PROBLEM DETAILS
If a line in the entries contains the word "picked", list it.

*** Begin section ***

PR #24, opened 2016-05-26
Update NETCore.App meta-package dependencies to .NETcoreApp1.0

weshaggard:
Fixes https://github.com/dotnet/cli/issues/2924

This limits the dependnecies of Microsoft.NETcore.App to only
be appicable to netcoreapp1.0 and so if people try to restore
it with other tfm's like netstandard they will not get any
of the dependencies and the meta-package will essentially be empty.

cc @ericstj @davidfowl

### DIFF
--- a/pkg/projects/Microsoft.NETCore.App/Microsoft.NETCore.App.pkgproj
+++ b/pkg/projects/Microsoft.NETCore.App/Microsoft.NETCore.App.pkgproj
@@ -39,6 +39,11 @@
       <Dependency Condition="'%(Dependency.Identity)' == 'System.Runtime.Loader'">
         <Exclude>Compile</Exclude>
       </Dependency>
+
+      <File Include="$(PlaceholderFile)" >
+        <SkipPackageFileCheck>true</SkipPackageFileCheck>
+        <TargetPath>lib/netcoreapp1.0</TargetPath>
+      </File>
     </ItemGroup>
 
     <PropertyGroup>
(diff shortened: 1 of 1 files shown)


ericstj:
I'd actually expect it to not install since it won't have any applicable assets.  Can you confirm that's the case?

weshaggard:
I didn't test installing via VS. However I did have a reference to it with a tfm of netstandard1.0 and there were no errors but just an empty package in the lock file.

```
{
  "locked": false,
  "version": 2,
  "targets": {
    ".NETStandard,Version=v1.0": {
      "Microsoft.NETCore.App/1.0.0-rc3-004315": {
        "type": "package"
      }
    }
  },
  "libraries": {
    "Microsoft.NETCore.App/1.0.0-rc3-004315": {
      "sha512": "gC7ikPLzvhlnhuHyh5PFAKxwzOljvaGMrCdr7mIEbxbV72/ZFmGHWXh9BY4S23Z0015m2Xssghjcolulwsyd1Q==",
      "type": "package",
      "path": "Microsoft.NETCore.App/1.0.0-rc3-004315",
      "files": [
        "Microsoft.NETCore.App.1.0.0-rc3-004315.nupkg.sha512",
        "Microsoft.NETCore.App.nuspec",
        "ThirdPartyNotices.txt",
        "dotnet_library_license.txt"
      ]
    }
  },
  "projectFileDependencyGroups": {
    "": [
      "Microsoft.NETCore.App >= 1.0.0-rc3-004315"
    ],
    ".NETStandard,Version=v1.0": []
  },
  "tools": {},
  "projectFileToolGroups": {}
}
```

ericstj:
What happens if you put a placeholder in `lib\netcoreapp1.0\_._`

weshaggard:
I just pushed an update to add the placeholder with that in place. People will get the following restore error if they try to use this from anything other then netcoreapp1.0.

```
Errors in C:\temp\netcoreapp\project.json
    Package Microsoft.NETCore.App 1.0.0-rc3-004316 is not compatible with netstandard1.0 (.NETStandard,Version=v1.0). Package Microsoft.NETCore.App 1.0.0-rc3-004316 supports: netcoreapp1.0 (.NETCoreApp,Version=v1.0)
    One or more packages are incompatible with .NETStandard,Version=v1.0.
```

ericstj:
LGTM

PR #30, opened 2016-05-27
dotnet-deb-tool: ship the DebianPackageTool as a CLI tool

brthor:
This PR changes the DebianPackageTool to ship as a CLI tool so we can reduce code duplication.

It also makes the necessary build changes so it can be used inside the build, removing the old duplicated scripts we had. 

PTAL @eerhardt


build_projects/dotnet-host-build/DebTargets.cs
```diff
@@ -57,6 +73,17 @@ public static BuildTargetResult GenerateSharedFrameworkDeb(BuildTargetContext c)
             var inputRoot = c.BuildContext.Get<string>("SharedFrameworkPublishRoot");
             var debFile = c.BuildContext.Get<string>("SharedFrameworkInstallerFile");
             var objRoot = Path.Combine(Dirs.Output, "obj", "debian", "sharedframework");
+            var debianConfigFile = Path.Combine(Dirs.RepoRoot,
+                "packaging", "deb-package", "sharedframework", "dotnet-sharedframework-debian_config.json");
```
eerhardt: Can we make a Dirs property for this folder? `packaging\deb-package'  Or at least some sort of common place?

build_projects/dotnet-host-build/PrepareTargets.cs
```diff
@@ -244,6 +273,11 @@ public static BuildTargetResult RestorePackages(BuildTargetContext c)
                 .Execute()
                 .EnsureSuccessful();
 
+            dotnet.Restore("--verbosity", "verbose", "--disable-parallel")
+                .WorkingDirectory(Path.Combine(c.BuildContext.BuildDirectory, "tools", "dotnet-deb-tool"))
```
eerhardt: How about just restore from the "tools" directory, so we don't need 2 calls here?

Also, `RepoRoot` instead of `BuildDirectory`.  I think that reads cleaner.

tools/dotnet-deb-tool/project.json
```diff
@@ -0,0 +1,25 @@
...
+    }
+  },
+  "dependencies": {
+    "Microsoft.NETCore.App": {
+      "type": "platform",
+      "version": "1.0.0-rc3-004308"
+    }
+  },
+
+  "packInclude": {
```
eerhardt: Does this give a warning?  I thought this was `packOptions` now.

build_projects/dotnet-host-build/PrepareTargets.cs
brthor: I don't think this will work since one of the calls utilizes a global.json inside the `independent` folder but I'll try it out. 

:+1: for `RepoRoot` Been wanting to get rid of `BuildDirectory` everywhere for some time

tools/dotnet-deb-tool/project.json
brthor: Yes it gives a warning, do you happen to know if there exists some documentation on the `packOptions`?

tools/dotnet-deb-tool/Program.cs
```diff
@@ -0,0 +1,32 @@
+﻿using System;
```
eerhardt: copyright?  on all new code files.

tools/dotnet-deb-tool/project.json
brthor: found it
https://github.com/dotnet/core-proposals/blob/ajbaaska/projectmodel-update/DotNetCore-ProjectModel.md#pack-options

tools/dotnet-deb-tool/Program.cs
```diff
@@ -0,0 +1,32 @@
...
+using System.Diagnostics;
+using System.IO;
+using System.Reflection;
+
+namespace Dotnet.Deb.Tool
```
eerhardt: `Microsoft.DotNet`, to match other namespaces.

tools/dotnet-deb-tool/ArgumentEscaper.cs
```diff
@@ -0,0 +1,206 @@
...
+
+using System;
+using System.Collections.Generic;
+using System.Linq;
+using System.Text;
+using System.Threading.Tasks;
+
+namespace Dotnet.Deb.Tool
+{
+    public static class ArgumentEscaper
```
eerhardt: Is this an exact dupe of https://github.com/dotnet/core-setup/blob/master/build_projects/Microsoft.DotNet.Cli.Build.Framework/ArgumentEscaper.cs?  If so, maybe we can just compile it into the deb-tool using shared sources?  That way it isn't duplicated for a third time (in case it ever needs to change).

build_projects/shared-build-targets-utils/Utils/DebPackageCreator.cs
```diff
@@ -0,0 +1,197 @@
...
+        }
+
+        private void InitializeDotnetDebTool()
+        {
+            CreateAndRestoreToolConsumingProject();
+        }
+
+        private void CreateAndRestoreToolConsumingProject()
+        {
+            FS.Mkdirp(_consumingProjectDirectory);
```
eerhardt: Should we delete the folder first?  To ensure it is clean between runs.

tools/dotnet-deb-tool/Program.cs
brthor: fixed.

tools/dotnet-deb-tool/Program.cs
brthor: fixed.

build_projects/shared-build-targets-utils/Utils/DebPackageCreator.cs
eerhardt: Looks like that code is happening in the 2 places where this is called.  Maybe we can move them both in here.

tools/dotnet-deb-tool/ArgumentEscaper.cs
brthor: I wish we just had the ability to pass a string[] args to process.Start...

Anyways, It's already duplicated 3 times, between utils and the two build_projects, do you think it'd be preferable to just take a dependency on CLI.Utils nuget package instead?

build_projects/shared-build-targets-utils/Utils/DebPackageCreator.cs
brthor: :+1:

build_projects/dotnet-host-build/PrepareTargets.cs
eerhardt: seems like it should work... `dotnet restore` should go through all the dirs, right? and process each one as if it was called directly on it.

tools/dotnet-deb-tool/ArgumentEscaper.cs
eerhardt: If I were to do it, I would just shared-source-compile it from the build_project.  That way you don't have an external dependency to deal with.  You only have an internal dependency on the code living in the build_project, which could easily be duped at a later date.

eerhardt:
Should the nupkg be published somewhere so the CLI repo can consume it?

eerhardt:
LGTM.  This is gonna be pretty cool when it is done.

build_projects/dotnet-host-build/PrepareTargets.cs
brthor: It is working. fixed.

brthor:
> Should the nupkg be published somewhere so the CLI repo can consume it?

Indeed it is. It is placed in Dirs.Packages which gets picked up by the Windows x64 VSO build.

tools/dotnet-deb-tool/ArgumentEscaper.cs
brthor: Yeah I agree that is better, and it is actually copied from there.

eerhardt:
> Indeed it is. It is placed in Dirs.Packages which gets picked up by the Windows x64 VSO build.

Oh right - I forgot about magic.

tools/dotnet-deb-tool/project.json
brthor: fixed.

build_projects/dotnet-host-build/DebTargets.cs
brthor: fixed.

brthor:
@dotnet-bot test this please

brthor:

eerhardt:
@brthor - is the build flaky?

build_projects/dotnet-host-build/PrepareTargets.cs
```diff
@@ -240,10 +269,15 @@ public static BuildTargetResult RestorePackages(BuildTargetContext c)
             var dotnet = DotNetCli.Stage0;
 
             dotnet.Restore("--verbosity", "verbose", "--disable-parallel")
-                .WorkingDirectory(Path.Combine(c.BuildContext.BuildDirectory, "tools", "independent", "RuntimeGraphGenerator"))
+                .WorkingDirectory(Path.Combine(c.BuildContext.BuildDirectory, "tools"))//, "independent", "RuntimeGraphGenerator"))
                 .Execute()
                 .EnsureSuccessful();
 
+            //dotnet.Restore("--verbosity", "verbose", "--disable-parallel")
```
eerhardt: Can these be removed please?

build_projects/dotnet-host-build/PrepareTargets.cs
```diff
@@ -240,10 +269,15 @@ public static BuildTargetResult RestorePackages(BuildTargetContext c)
             var dotnet = DotNetCli.Stage0;
 
             dotnet.Restore("--verbosity", "verbose", "--disable-parallel")
-                .WorkingDirectory(Path.Combine(c.BuildContext.BuildDirectory, "tools", "independent", "RuntimeGraphGenerator"))
+                .WorkingDirectory(Path.Combine(c.BuildContext.BuildDirectory, "tools"))//, "independent", "RuntimeGraphGenerator"))
```
eerhardt: Please remove the commented out section.

brthor:
The OS X build was failing in an unrelated way I hadn't seen, we'll see if it's persistent.

Ubuntu builds had issues with the directory deletion refactoring.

*** End section ***

RESPONSE TO THIS TASK
Indeed it is. It is placed in Dirs.Packages which gets picked up by the Windows x64 VSO build.
> Indeed it is. It is placed in Dirs.Packages which gets picked up by the Windows x64 VSO build.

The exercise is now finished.